Please copy the lines below exactly, from the first one through the line showing "## The HALTED gateway exception".

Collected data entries
>>>

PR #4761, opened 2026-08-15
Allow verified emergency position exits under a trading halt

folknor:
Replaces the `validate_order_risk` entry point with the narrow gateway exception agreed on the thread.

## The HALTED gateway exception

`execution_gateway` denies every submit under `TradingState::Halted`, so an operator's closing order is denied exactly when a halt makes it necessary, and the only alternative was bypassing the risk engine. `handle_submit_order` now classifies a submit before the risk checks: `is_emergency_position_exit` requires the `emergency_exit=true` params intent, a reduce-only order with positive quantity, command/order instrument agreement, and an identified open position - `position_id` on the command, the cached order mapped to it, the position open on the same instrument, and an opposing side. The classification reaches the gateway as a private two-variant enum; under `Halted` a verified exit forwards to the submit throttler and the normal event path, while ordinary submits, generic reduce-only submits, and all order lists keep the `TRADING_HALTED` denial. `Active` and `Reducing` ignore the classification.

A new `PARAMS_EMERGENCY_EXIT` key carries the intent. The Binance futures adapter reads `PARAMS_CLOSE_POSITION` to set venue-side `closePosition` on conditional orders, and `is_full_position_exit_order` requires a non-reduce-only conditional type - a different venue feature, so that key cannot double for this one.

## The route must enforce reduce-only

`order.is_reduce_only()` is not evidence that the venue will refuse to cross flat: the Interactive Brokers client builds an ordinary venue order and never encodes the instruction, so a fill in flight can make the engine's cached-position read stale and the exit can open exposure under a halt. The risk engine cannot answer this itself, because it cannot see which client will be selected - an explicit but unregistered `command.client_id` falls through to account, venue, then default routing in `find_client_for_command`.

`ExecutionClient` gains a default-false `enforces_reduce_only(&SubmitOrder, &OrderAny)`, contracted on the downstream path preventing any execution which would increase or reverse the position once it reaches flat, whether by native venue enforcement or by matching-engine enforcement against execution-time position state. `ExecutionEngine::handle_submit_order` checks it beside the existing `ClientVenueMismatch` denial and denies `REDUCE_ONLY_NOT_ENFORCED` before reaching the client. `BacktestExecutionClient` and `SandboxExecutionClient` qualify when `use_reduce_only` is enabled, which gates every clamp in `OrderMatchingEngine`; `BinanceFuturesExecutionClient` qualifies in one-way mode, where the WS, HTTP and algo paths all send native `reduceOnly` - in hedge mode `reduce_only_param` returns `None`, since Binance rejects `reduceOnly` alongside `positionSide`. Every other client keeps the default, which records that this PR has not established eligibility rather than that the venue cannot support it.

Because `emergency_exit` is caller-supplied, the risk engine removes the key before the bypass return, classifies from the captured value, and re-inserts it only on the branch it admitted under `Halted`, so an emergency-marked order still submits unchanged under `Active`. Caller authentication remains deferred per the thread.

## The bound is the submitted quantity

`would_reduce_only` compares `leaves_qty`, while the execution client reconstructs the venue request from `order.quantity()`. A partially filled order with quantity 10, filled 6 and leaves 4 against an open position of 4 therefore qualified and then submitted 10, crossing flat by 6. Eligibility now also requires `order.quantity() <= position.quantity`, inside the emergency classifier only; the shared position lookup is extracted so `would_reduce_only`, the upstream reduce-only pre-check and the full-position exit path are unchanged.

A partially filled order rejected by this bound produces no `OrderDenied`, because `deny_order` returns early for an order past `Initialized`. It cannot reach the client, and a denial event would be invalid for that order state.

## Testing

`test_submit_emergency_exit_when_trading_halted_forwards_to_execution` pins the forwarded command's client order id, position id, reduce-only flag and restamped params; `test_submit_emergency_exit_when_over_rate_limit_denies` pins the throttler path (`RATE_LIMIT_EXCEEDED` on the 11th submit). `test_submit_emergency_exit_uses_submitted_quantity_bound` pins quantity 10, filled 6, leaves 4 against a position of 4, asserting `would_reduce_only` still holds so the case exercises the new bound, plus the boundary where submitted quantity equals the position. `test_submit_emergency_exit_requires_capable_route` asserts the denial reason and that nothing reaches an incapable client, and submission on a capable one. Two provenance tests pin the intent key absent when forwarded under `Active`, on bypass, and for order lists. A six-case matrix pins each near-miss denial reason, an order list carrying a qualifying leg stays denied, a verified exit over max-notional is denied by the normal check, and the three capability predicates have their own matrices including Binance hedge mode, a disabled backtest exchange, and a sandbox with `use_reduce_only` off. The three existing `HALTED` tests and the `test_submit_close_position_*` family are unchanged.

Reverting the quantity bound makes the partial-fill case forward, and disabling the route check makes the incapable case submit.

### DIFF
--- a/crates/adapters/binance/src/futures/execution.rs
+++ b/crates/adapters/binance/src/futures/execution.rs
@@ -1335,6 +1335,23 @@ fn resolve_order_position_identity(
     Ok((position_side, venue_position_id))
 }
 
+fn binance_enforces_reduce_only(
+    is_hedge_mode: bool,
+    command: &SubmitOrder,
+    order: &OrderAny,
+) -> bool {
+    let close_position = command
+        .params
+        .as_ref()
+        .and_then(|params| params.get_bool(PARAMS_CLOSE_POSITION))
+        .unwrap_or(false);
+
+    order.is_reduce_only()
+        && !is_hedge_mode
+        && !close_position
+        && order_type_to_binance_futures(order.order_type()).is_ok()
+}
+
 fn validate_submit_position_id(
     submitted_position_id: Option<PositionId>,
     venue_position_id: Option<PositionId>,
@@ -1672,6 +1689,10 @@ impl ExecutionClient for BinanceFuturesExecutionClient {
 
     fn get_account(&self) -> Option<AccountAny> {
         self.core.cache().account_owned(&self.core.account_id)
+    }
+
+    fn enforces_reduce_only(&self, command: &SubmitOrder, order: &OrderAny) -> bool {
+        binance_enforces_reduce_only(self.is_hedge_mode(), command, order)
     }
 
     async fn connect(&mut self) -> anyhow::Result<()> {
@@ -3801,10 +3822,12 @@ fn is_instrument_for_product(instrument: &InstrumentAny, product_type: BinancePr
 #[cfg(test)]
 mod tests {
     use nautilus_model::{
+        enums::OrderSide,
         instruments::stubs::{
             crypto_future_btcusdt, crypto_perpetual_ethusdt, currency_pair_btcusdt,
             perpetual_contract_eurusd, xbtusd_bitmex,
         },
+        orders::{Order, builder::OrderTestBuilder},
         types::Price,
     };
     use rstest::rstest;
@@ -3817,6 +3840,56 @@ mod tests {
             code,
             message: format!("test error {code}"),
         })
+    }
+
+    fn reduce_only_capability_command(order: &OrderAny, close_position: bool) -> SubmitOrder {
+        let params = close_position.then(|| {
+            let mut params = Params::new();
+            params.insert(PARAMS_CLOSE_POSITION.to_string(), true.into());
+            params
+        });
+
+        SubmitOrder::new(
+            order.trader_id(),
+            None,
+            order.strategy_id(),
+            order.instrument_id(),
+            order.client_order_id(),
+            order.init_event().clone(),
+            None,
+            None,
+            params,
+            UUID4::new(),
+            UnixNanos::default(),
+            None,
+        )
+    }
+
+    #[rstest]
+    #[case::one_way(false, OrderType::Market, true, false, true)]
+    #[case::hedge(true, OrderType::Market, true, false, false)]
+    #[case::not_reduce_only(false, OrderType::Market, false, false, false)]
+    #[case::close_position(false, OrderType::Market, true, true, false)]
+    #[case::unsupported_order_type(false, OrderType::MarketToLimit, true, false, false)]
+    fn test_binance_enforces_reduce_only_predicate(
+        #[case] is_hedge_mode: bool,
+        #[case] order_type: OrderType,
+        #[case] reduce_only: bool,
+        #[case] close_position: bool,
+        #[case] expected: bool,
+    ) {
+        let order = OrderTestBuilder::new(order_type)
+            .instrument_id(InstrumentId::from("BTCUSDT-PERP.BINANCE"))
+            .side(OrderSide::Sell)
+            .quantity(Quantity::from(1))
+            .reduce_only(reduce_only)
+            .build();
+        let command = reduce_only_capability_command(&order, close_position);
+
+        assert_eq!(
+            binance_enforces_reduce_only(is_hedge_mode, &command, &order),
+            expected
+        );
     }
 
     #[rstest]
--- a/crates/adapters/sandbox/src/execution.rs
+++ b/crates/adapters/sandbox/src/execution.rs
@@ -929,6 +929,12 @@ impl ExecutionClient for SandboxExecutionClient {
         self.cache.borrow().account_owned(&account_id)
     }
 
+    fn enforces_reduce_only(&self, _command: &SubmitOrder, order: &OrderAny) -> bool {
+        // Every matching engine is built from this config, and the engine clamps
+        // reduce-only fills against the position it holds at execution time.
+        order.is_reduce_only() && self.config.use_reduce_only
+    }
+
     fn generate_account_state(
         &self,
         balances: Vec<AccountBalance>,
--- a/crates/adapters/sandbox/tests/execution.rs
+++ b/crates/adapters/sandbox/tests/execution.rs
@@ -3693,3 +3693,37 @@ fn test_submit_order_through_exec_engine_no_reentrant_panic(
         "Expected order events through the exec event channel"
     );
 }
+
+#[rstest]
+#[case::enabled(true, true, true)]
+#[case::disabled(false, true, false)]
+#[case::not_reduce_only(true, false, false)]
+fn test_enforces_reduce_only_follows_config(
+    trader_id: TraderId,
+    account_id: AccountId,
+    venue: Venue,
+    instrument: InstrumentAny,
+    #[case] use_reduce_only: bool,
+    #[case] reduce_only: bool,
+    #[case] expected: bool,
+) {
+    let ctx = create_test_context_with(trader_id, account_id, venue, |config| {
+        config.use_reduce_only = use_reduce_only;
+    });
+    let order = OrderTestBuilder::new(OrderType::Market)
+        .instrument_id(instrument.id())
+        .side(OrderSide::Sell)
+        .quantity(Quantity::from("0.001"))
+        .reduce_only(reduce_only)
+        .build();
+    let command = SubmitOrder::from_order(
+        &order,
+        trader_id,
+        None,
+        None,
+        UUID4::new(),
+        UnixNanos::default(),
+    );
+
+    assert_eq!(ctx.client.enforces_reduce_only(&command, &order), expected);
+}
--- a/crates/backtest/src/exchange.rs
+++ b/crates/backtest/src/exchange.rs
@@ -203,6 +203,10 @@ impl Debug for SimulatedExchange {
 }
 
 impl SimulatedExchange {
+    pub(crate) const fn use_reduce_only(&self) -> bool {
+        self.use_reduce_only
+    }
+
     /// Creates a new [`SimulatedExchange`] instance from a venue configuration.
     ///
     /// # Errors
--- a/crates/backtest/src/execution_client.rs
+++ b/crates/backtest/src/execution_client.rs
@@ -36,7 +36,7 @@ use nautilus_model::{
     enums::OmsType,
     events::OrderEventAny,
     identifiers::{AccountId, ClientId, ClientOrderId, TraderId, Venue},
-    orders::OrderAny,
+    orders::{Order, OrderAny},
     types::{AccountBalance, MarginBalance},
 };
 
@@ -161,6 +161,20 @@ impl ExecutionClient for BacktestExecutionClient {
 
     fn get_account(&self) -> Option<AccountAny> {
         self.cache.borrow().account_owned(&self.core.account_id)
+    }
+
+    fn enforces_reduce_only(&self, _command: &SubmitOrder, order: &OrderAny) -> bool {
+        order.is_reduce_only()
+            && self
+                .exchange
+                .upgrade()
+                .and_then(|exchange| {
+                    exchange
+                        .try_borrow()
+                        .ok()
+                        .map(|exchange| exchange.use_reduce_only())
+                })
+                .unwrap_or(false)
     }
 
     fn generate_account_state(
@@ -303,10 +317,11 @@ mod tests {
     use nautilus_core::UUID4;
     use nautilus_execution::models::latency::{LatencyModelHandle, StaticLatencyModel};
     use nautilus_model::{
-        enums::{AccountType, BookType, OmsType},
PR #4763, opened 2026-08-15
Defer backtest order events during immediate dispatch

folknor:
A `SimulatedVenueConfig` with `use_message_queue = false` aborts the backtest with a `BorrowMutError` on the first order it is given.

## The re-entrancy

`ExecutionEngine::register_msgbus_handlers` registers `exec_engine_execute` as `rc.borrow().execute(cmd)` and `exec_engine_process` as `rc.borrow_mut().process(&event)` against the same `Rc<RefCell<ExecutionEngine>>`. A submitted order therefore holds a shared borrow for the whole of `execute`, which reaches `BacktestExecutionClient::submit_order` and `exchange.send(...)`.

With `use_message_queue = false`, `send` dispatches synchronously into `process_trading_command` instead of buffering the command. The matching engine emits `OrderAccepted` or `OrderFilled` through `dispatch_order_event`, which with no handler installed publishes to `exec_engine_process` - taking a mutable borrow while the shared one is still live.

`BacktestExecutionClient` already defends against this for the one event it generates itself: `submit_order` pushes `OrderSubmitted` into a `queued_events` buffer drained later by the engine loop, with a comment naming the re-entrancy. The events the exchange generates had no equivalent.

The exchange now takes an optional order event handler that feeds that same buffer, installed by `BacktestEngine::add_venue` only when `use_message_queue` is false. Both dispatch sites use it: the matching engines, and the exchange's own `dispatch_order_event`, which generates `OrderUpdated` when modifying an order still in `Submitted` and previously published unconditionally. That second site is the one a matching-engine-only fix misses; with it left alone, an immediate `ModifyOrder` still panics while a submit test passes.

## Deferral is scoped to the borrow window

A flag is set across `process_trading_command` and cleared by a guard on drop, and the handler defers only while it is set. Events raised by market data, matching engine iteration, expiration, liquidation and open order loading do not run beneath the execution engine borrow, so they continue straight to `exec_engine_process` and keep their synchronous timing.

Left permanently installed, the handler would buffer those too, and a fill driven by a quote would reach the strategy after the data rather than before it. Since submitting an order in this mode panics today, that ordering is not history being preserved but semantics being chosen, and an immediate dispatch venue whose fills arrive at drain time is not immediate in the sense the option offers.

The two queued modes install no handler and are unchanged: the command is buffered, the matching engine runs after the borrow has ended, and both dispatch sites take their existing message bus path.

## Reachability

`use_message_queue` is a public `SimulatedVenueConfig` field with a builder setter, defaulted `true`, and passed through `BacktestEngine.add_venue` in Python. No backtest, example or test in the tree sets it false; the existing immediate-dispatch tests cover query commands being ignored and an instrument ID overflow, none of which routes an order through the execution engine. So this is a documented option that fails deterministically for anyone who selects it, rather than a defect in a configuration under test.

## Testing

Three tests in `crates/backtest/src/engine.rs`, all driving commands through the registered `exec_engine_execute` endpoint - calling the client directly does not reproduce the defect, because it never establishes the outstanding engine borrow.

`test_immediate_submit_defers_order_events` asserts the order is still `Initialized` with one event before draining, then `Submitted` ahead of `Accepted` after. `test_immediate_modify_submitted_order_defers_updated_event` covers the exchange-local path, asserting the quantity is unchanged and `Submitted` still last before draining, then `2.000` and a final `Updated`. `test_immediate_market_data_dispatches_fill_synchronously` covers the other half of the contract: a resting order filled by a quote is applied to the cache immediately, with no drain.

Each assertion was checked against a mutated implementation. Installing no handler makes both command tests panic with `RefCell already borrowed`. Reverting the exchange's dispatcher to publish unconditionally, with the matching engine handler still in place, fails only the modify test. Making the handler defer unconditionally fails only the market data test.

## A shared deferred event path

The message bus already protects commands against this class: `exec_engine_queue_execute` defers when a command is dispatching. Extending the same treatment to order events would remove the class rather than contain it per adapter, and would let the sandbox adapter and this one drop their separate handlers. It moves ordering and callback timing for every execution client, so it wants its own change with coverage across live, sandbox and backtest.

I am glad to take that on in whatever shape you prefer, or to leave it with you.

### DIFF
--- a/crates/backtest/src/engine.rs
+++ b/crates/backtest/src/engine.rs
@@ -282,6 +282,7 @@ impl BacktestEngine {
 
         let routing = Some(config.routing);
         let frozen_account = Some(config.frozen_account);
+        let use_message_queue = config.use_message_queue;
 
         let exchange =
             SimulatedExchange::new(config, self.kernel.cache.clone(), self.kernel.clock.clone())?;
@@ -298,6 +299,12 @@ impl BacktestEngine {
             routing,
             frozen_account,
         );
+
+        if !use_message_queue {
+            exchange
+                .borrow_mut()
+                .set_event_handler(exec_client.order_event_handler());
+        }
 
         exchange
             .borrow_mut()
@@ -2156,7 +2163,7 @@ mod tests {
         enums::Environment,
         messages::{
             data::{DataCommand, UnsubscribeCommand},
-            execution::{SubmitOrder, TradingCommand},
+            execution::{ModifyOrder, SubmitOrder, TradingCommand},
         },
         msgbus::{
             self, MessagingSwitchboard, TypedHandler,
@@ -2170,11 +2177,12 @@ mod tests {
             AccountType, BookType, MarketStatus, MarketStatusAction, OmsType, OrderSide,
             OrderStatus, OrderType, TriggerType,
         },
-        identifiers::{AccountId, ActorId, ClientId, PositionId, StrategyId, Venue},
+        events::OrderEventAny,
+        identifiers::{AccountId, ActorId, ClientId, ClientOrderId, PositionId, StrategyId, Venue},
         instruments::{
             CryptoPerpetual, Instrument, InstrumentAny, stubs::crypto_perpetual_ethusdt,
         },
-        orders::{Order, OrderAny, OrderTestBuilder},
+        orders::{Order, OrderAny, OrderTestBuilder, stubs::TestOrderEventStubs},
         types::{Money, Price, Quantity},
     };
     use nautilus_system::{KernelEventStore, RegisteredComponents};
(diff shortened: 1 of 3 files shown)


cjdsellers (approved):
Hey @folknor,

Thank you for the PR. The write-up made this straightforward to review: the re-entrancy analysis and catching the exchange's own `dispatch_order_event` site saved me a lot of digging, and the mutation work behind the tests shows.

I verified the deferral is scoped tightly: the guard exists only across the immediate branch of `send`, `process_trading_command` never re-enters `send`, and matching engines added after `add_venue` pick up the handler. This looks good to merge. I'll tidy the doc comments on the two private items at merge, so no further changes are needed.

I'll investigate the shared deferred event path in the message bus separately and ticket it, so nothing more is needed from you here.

<<<

[Result]
PR #4761, opened 2026-08-15
Allow verified emergency position exits under a trading halt

folknor:
Replaces the `validate_order_risk` entry point with the narrow gateway exception agreed on the thread.

## The HALTED gateway exception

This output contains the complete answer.